=== THE TASK ===
Check every line of the entries below for the word "using", and copy the ones that have it.
[[ EXCERPTED DATA, beginning ]]
PR #159, opened 2021-04-23
Add explicit types to parameters

mmachatschek:
These routes receive arrays (as of the documention) as parameters and therefore should enforce the array type to these specific routes.

### DIFF
--- a/src/Endpoints/Delegates/HandlesSettings.php
+++ b/src/Endpoints/Delegates/HandlesSettings.php
@@ -52,7 +52,7 @@ trait HandlesSettings
         return $this->http->get(self::PATH.'/'.$this->uid.'/settings/searchable-attributes');
     }
 
-    public function updateSearchableAttributes($searchableAttributes): array
+    public function updateSearchableAttributes(array $searchableAttributes): array
     {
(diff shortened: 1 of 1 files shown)


curquiza (approved):
LGTM, thanks a lot @mmachatschek! :)

We wait for the review of @bidoubiwa before any merge 🙂

bidoubiwa (approved):
Hello, thanks a lot for this PR! 🔥

I have a question. I noticed in other files that typing was not always done. For example
```php
   public function getDocument($documentId)
    {
        $this->assertValidDocumentId($documentId);

        return $this->http->get(self::PATH.'/'.$this->uid.'/documents/'.$documentId);
    }
```

I'm not at all expecting you to fix this! I was just wondering if maybe there is a reason why these have no types?

mmachatschek:
Hi @bidoubiwa

The thing is that if we would type these as string, we would break implementations that pass in documents with integer ids.

I looked at most places and found that either docblocks (which are more applicable here) are missing, incomplete or missing. I think I can send in another PR trying to cover all docblocks and types. Maybe I find more, where it makes sense to add specific types.

Cheers

bidoubiwa:
Thanks for the explaination :) Very cool if you do that but in either case thanks!

curquiza:
thanks @bidoubiwa and @mmachatschek!
bors merge

PR #170, opened 2021-05-15
Make composer lint command work

bidoubiwa:
Running `composer lint` locally would not work. In the CI it was not used as well, instead it was using the working command : 

```
vendor/bin/php-cs-fixer fix -v --config=.php-cs-fixer.dist.php --using-cache=no --dry-run --allow-risky=yes
```


bidoubiwa:
Closed for newer more efficient PR

PR #172, opened 2021-05-21
Fix composer lint command

bidoubiwa:
The lint composer command pointed to a non existing config file resulting in the following error: 
`  Cannot read config file "./.php_cs.dist".    `

Path has been updated. 
`composer lint` and `composer lint:fix` are now functional

I changed the scripts used in github actions with the ones from `composer` file.

I'm wondering why it wasn't used before. Am I relying on composer when I shouln't be?


curquiza (approved):
thanks @bidoubiwa! 😄

bidoubiwa:
bors merge

bidoubiwa:
bors merge

PR #698, opened 2024-12-04
Add parameter to get tasks in reverse order

### LINKED ISSUE #693: [v1.12.0] `reverse` parameter when querying tasks
Related to https://github.com/meilisearch/integration-guides/issues/307

Add a new parameter in `GET /tasks` route: `reverse`

Usage: https://meilisearch.notion.site/Usage-Reverse-the-order-of-the-task-queue-1364b06b651f81dcb618e8409d30429b

### TODO

- [ ] Add a new query parameter associated to the `getTasks` method
- [ ] Add tests

⚠️ Make PRs pointing to `bump-meilisearch-v1.12.0` and NOT `main`. Please do 1 PR for all of these changes, and not several.

Strift:
# Pull Request

## Related issue
Fixes #693

### DIFF
--- a/src/Contracts/TasksQuery.php
+++ b/src/Contracts/TasksQuery.php
@@ -23,6 +23,11 @@ class TasksQuery
     private ?array $canceledBy = null;
 
     /**
+     * @var bool|null
+     */
+    private ?bool $reverse = null;
+
+    /**
      * @return $this
      */
     public function setFrom(int $from): self
@@ -54,6 +59,16 @@ class TasksQuery
         return $this;
     }
 
+    /**
+     * @return $this
+     */
+    public function setReverse(bool $reverse): self
+    {
+        $this->reverse = $reverse;
+
+        return $this;
+    }
+
     public function toArray(): array
     {
         return array_filter(
@@ -63,6 +78,7 @@ class TasksQuery
                     'from' => $this->from,
                     'limit' => $this->limit,
                     'canceledBy' => $this->formatArray($this->canceledBy),
+                    'reverse' => $this->reverse,
                 ]
             ), static function ($item) { return null !== $item; }
         );
--- a/src/Contracts/TasksQuery.php
+++ b/src/Contracts/TasksQuery.php
@@ -22,9 +22,6 @@ class TasksQuery
      */
     private ?array $canceledBy = null;
 
-    /**
-     * @var bool|null
-     */
     private ?bool $reverse = null;
 
     /**
@@ -78,7 +75,7 @@ class TasksQuery
                     'from' => $this->from,
                     'limit' => $this->limit,
                     'canceledBy' => $this->formatArray($this->canceledBy),
-                    'reverse' => $this->reverse !== null ? json_encode($this->reverse) : null,
+                    'reverse' => null !== $this->reverse ? json_encode($this->reverse) : null,
                 ]
             ), static function ($item) { return null !== $item; }
         );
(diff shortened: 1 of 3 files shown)


src/Contracts/TasksQuery.php
```diff
@@ -63,6 +75,7 @@ public function toArray(): array
                     'from' => $this->from,
                     'limit' => $this->limit,
                     'canceledBy' => $this->formatArray($this->canceledBy),
+                    'reverse' => null !== $this->reverse ? json_encode($this->reverse) : null,
```
norkunas, line 78: https://github.com/meilisearch/meilisearch-php/blob/ef1769975bcc3b97057dc6ee3ed3f733a8ec7f0e/src/Contracts/DocumentsQuery.php#L119

avoid json_encode to be consistent :)

tests/Contracts/TasksQueryTest.php
```diff
@@ -109,4 +109,11 @@ public function testSetFrom(): void
 
         self::assertSame(['from' => 1], $data->toArray());
     }
+
+    public function testSetReverse(): void
+    {
+        $data = (new TasksQuery())->setReverse(true);
+
+        self::assertSame(['reverse' => json_encode(true)], $data->toArray());
```
norkunas, line 117:
```suggestion
        self::assertSame(['reverse' => 'true'], $data->toArray());
```

tests/Endpoints/TasksTest.php
```diff
@@ -140,6 +140,19 @@ public function testCancelTasksWithFilter(): void
         self::assertSame('succeeded', $response['status']);
     }
 
+    public function testGetAllTasksInReverseOrder(): void
+    {
+        $date = new \DateTime();
```
norkunas, line 145:
```suggestion
        $date = new \DateTimeImmutable();
```

tests/Contracts/TasksQueryTest.php
```diff
@@ -109,4 +109,11 @@ public function testSetFrom(): void
...
+    }
```
norkunas, line 118:
```suggestion
    /**
     * @testWith [true, "true"]
     *                     [false, "false"]
     */
    public function testSetReverse(bool $reverse, string $expected): void
    {
        $data = (new TasksQuery())->setReverse($reverse);

        self::assertSame(['reverse' => $expected], $data->toArray());
    }
```

src/Contracts/TasksQuery.php
Strift: Thank you for the suggestion!

Strift:
Hello @norkunas and thanks for the early review 👋  I forgot to set the PR as a draft.

I applied all your suggestions. Thanks! We're now ready for a new review. 

It looks like the test is flaky though, because it failed at first; and worked when I re-ran it. I'm not sure how I can make it better. If you have feedback, it's welcome.

norkunas:
> Hello @norkunas and thanks for the early review 👋 I forgot to set the PR as a draft.

Hey :wave: 

> It looks like the test is flaky though, because it failed at first; and worked when I re-ran it. I'm not sure how I can make it better.

Which tasks does it retrieve? Because I don't see that index would be seeded?

norkunas:
Oh looks like that after each test the index is not cleared, so it sees previous tests data :expressionless:

norkunas (approved):
> Would you recommend updating the tests or do you think it's sufficient as is?

I'd at least add a (todo) note that these tests should be refactored to cleanup after themself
[[ EXCERPTED DATA, end ]]
=== TASK RESULT ===
Running `composer lint` locally would not work. In the CI it was not used as well, instead it was using the working command : 
vendor/bin/php-cs-fixer fix -v --config=.php-cs-fixer.dist.php --using-cache=no --dry-run --allow-risky=yes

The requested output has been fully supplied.